As predictably as the passing of the seasons, Geo and I started to annoy each other. The lack of air conditioning was taking its toll, especially on occasions when I needed to look like I didn’t just arrive from a day at the lake. I finally did have a stereo, but three of my four speakers were blown out and I couldn’t justify replacing them. My years of neglect were obvious as no amount of wax could transform the finish on my car. The paint looked like primer; I officially drove a hoopty. Then, the heater core broke one winter and water constantly leaked into my car. Geo was tired and I was ready to move on.

Tenuous relationships can linger for months sometimes - even years - until there’s a blowout that mercifully institutes a conclusion to the ridiculous hanging on. I ended up crashing and rolling my Metro. The damage didn’t seem too serious, so I was shocked when the insurance company opted to total my car. Apparently, Geo Metros are not manufactured with frames (ohmygodIcouldhavedied). These types of cars, I learned, are called “unibodies”, so repairs can become quite costly compared with the overall price of the car; the car with no frame; the cheaply made car of death.

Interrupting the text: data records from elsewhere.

Issue #1321, opened 2016-10-04
Frequent "user-agent-http-client.js POST http://localhost:9090/v1/sessions/start 500 (Internal Server Error)" when rapidly opening new tabs


victorporof:

ncalexan:
@victorporof do you see any logging around this?  This is a helpful spur to get the UAS logging boned up.

ncalexan:
A little logging later, I see
```
caught error { Error: SQLITE_ERROR: cannot start a transaction within a transaction
    at Error (native) errno: 1, code: 'SQLITE_ERROR' }
POST /v1/sessions/start 500 20.640 ms - 106
```
I thought we would block transactions at this point, but that's not so -- we need to process them sequentially.  I'll figure out what the JS version of the talking stick is.

ncalexan:
Should be fixed by https://github.com/mozilla/tofino/commit/c905c10883c0724bd5e55bd81bfdbec46a2c5536.  Don't know why this didn't autoclose; guess my commit message syntax wasn't correct?

PR #1380, opened 2016-10-10
Add Tofino to the registry as a handler for html and http and parse urls passed on the command line.

Mossop:
This adds Tofino as a browser to the windows registry on install and removes on uninstall. It's a bit clunky, you get a UAC escalation request from regedit but it works for now. After that you can choose tofino in the windows default apps list.

The command line handling is a bit clunky too. It might be nice to rework that at some point but it works for now.

Currently as long as the app is already open links open in a new tab. If the app isn't open it fails because of #1321.

### DIFF
--- a/app/main/index.js
+++ b/app/main/index.js
@@ -15,6 +15,7 @@ specific language governing permissions and limitations under the License.
 
 import { logger } from '../shared/logging';
 import 'source-map-support/register';
+import { addToWindowsRegistry, removeFromWindowsRegistry } from './protocols';
 
 process.on('uncaughtException', err => {
   logger.error(err.stack);
@@ -29,6 +30,8 @@ process.on('unhandledRejection', (reason, p) => {
 
 import { app } from 'electron';
 import { argParser, parseArgs } from '../shared/environment';
+
+// See https://github.com/Squirrel/Squirrel.Windows/blob/master/docs/using/custom-squirrel-events-non-cs.md#application-startup-commands
 
 const SQUIRREL_VERSION_EVENTS = [
   'squirrel-install',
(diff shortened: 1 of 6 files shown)


app/main/index.js
```diff
@@ -71,6 +74,24 @@ switch (seenEvent) {
     require('./browser');
     break;
 
+  case 'squirrel-install':
+    addToWindowsRegistry().then(() => {
```
jsantell: You can call the promise method `catch(fn)` which is like `then(null, fn)`

package.json
```diff
@@ -60,6 +60,7 @@
     "redux-logger": "2.7.0",
     "redux-saga": "0.12.0",
     "source-map-support": "ncalexan/node-source-map-support#fileUrls-plus",
+    "tmp": "0.0.29",
```
jsantell: This is node-only, should it live in app/package.json?

app/package.json
```diff
@@ -12,7 +12,9 @@
   "license": "Apache-2.0",
   "dependencies": {
     "datomish-user-agent-service": "0.0.2",
+    "fs-promise": "0.5.0",
     "request": "2.65.0",
+    "thenify": "3.2.0",
```
victorporof: Potentially unrelated, I don't understand when we should add dependencies to app/package.json exactly. Is there a reason why these aren't in the top level package.json?

victorporof: Should we migrate some of the top level dependencies here instead? Or vice-versa?

Mossop: I wish we could add comments to the json to explain them. It's basically for packages that webpack fails to package for some reason. In this case thenify relies on any-promise which attempts to require a whole bunch of promise modules that we don't have installed which was causing webpack to fail.

victorporof: Same for fs-promise?

Mossop: Yes, it requires any-promise too.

I made a lot of memories during my years with my Geo Metro, the bad ones tempered by time. Like most first loves, we weren’t destined to be together forever, yet I’m bound to this car by nostalgia. Delightful, self-indulgent, immoderate youth is so fleeting in actuality, but its impression is as ingrained as the scent of a campfire or freshly cut grass: transportive, enduring…wonderful.